7. The solution purification apparatus according to any one of claims 2-4, characterized in that, It also includes a transducer (600) disposed on the electrolytic container (210), the transducer (600) corresponding to the cathode chamber (213), the transducer (600) being used to vibrate the electrolytic container (210) to agitate the solution.
8. The solution purification apparatus according to any one of claims 1-4, characterized in that, The filtration assembly (300) includes a transfer container (310), a filtration pipe (320), and at least one first filter element (330).
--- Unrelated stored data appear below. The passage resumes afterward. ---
PR #710, opened 2017-12-20
[WIP] Feature/568 add readonly collections support

shatl:
Adding support for IReadOnlyDictionary<>.

Main issue that `IDictionary<>` does not implement `IReadOnlyDictionary<>`. 

Adding overloads of AssertionExtensions.Should() for IDictionary and IReadOnlyDictionary resulted in ambiguous reference error because dictionaries implemented in System.Collections.Generic implement both interfaces. So as work-around more overloads were added (for Dictionary, SortedList, and SortedDictionary) - I agree, this is  not an elegant solution.

Another option would be to introduce extension method  `IReadOnlyDictionary<TKey, TValue> ReadOnly<TKey, TValue>(this IDictionary<TKey, TValue> dictionary)` and have only one `Should()` method accepting IReadOnlyDictionary.

### DIFF
--- a/Src/FluentAssertions/AssertionExtensions.cs
+++ b/Src/FluentAssertions/AssertionExtensions.cs
@@ -235,50 +235,15 @@ namespace FluentAssertions
         /// current <see cref="IDictionary{TKey, TValue}"/>.
         /// </summary>
         [Pure]
-        public static GenericReadOnlyDictionaryAssertions<TKey, TValue> Should<TKey, TValue>(this Dictionary<TKey, TValue> actualValue)
-        {
-            return new GenericReadOnlyDictionaryAssertions<TKey, TValue>(actualValue);
-        }
-
-        /// <summary>
-        /// Returns an <see cref="GenericReadOnlyDictionaryAssertions{TKey, TValue}"/> object that can be used to assert the
-        /// current <see cref="SortedDictionary{TKey, TValue}"/>.
-        /// </summary>
-        [Pure]
-        public static GenericReadOnlyDictionaryAssertions<TKey, TValue> Should<TKey, TValue>(this SortedDictionary<TKey, TValue> actualValue)
-        {
-            return new GenericReadOnlyDictionaryAssertions<TKey, TValue>(actualValue);
-        }
-
-        /// <summary>
-        /// Returns an <see cref="GenericReadOnlyDictionaryAssertions{TKey, TValue}"/> object that can be used to assert the
-        /// current <see cref="SortedList{TKey, TValue}"/>.
-        /// </summary>
-        [Pure]
-        public static GenericReadOnlyDictionaryAssertions<TKey, TValue> Should<TKey, TValue>(this SortedList<TKey, TValue> actualValue)
-        {
-            return new GenericReadOnlyDictionaryAssertions<TKey, TValue>(actualValue);
-        }
-
-
-        /// <summary>
-        /// Returns an <see cref="GenericReadOnlyDictionaryAssertions{TKey, TValue}"/> object that can be used to assert the
-        /// current <see cref="IDictionary{TKey, TValue}"/>.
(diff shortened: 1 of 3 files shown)


dennisdoomen:
Awesome work @shatl.

It seems that the build is failing though.

jnyrup:
I haven't tried the code yet, but wouldn't this introduce ambiguity for existing code using a custom dictionary like this?
```csharp
public class MyDictionary<TKey, TValue> : IDictionary<TKey, TValue>, IReadOnlyDictionary<TKey, TValue>
```

shatl:
@jnyrup Unfortunately yes,  this won't compile. 
We may need to introduce either extension methods with different names (`ShouldDictionary()` and `ShouldReadOnlyictionary()`) or cast it custom dictionary to interface.

Please let me know if you have better idea.

shatl:
@dennisdoomen 
Not sure what's going on..
Test name says `DictionaryEquivalencySpecs.When_an_object_implements_two_IDictionary_interfaces_it_should_fail_descriptive` and code fails with exception. Why test checks for no exception? Am I missing something.

jnyrup:
@shatl I'm not aware of any pretty way to accomplish.

Src/FluentAssertions/AssertionExtensions.cs
```diff
@@ -230,13 +231,60 @@ public static StringCollectionAssertions Should(this IEnumerable<string> @this)
...
-        public static GenericDictionaryAssertions<TKey, TValue> Should<TKey, TValue>(this IDictionary<TKey, TValue> actualValue)
+        public static GenericReadOnlyDictionaryAssertions<TKey, TValue> Should<TKey, TValue>(this IDictionary<TKey, TValue> actualValue)
         {
-            return new GenericDictionaryAssertions<TKey, TValue>(actualValue);
+            IReadOnlyDictionary<TKey, TValue> dictionary = null;
+            if (actualValue != null)
+            {
+                dictionary = actualValue as IReadOnlyDictionary<TKey, TValue>;
+                if (dictionary == null)
+                    dictionary = new ReadOnlyDictionary<TKey, TValue>(actualValue);
```
jnyrup: Again without testing, I think creating a new object breaks code like checking for reference equality.
```csharp
dictionary.Should().BeSameAs(dictionary)
```

dennisdoomen:
Are you planning to resolve the merge conflicts?

jnyrup:
I just tried out the branch, and here are some observations:

This fails to compile as `BeSameAs` expects an `IReadOnlyDictionary` and `dict` cannot implicitly be converted from `IDictionary` to `IReadOnlyDictionary`
```csharp
IDictionary<int, int> dict = new Dictionary<int, int>();
 // dict.Should().BeSameAs(dict); //< -- doesn't compile
dict.Should().BeSameAs(dict as IReadOnlyDictionary<int, int>);
```

Here `GenericDictionaryNotImplementingIDictionary` doesn't implement `IReadOnlyDictionary`, so it also not explicitly be converted.
```csharp
var dict = new GenericDictionaryNotImplementingIDictionary<int, int>();
// dict.Should().BeSameAs(dict); // doesn't compile
dict.As<object>().Should().BeSameAs(dict);
```

Because an `IDictionary` not implementing `IReadOnlyDictionary` is converted to a `ReadOnlyDictionary` this fails
```csharp
var dict = new GenericDictionaryNotImplementingIDictionary<int, int>();
dict.Should().BeOfType<GenericDictionaryNotImplementingIDictionary<int, int>>();
```

In believe all assertions from `ReferenceTypeAssertions` involving `TSubject` or `Type` are fragile to this approach.

shatl:
I'll resolve conflicts in couple days. However, better solution is need i order to support both IDictionary and IReadOnlyDictionary.
I'm going to try second option from my first post.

The transfer container (310) is connected to the electrolysis assembly (200), and the transfer container (310) is used to receive the electrolyzed solution; The inlet and outlet of the filter pipe (320) are both connected to the transfer container (310), and the first filter element (330) is connected to the filter pipe (320); the first filter element (330) is configured to filter out the solid metal when the electrolyzed solution circulates through the filter pipe (320).
9. The solution purification apparatus according to claim 8, characterized in that, The filtration assembly (300) further includes a second filter element (340) connected between the transfer container (310) and the electrolysis assembly (200), and the second filter element (340) is configured to filter out the solid metal when the transfer container (310) receives the electrolyzed solution; And / or, the transfer container (310) is also in communication with the liquid storage container (100).
10. A method for purifying a solution, using the solution purification apparatus according to any one of claims 1-9, characterized in that, Includes the following steps: At least a portion of the solution to be purified in the storage container (100) of the solution purification device is passed into the electrolysis component (200) of the solution purification device, and then the solution is electrolyzed by the electrolysis component (200) to deposit the metal ion impurities in the solution into solid metal. The electrolyzed solution is passed through a filter assembly (300) in a solution purification device to filter out the solid metal.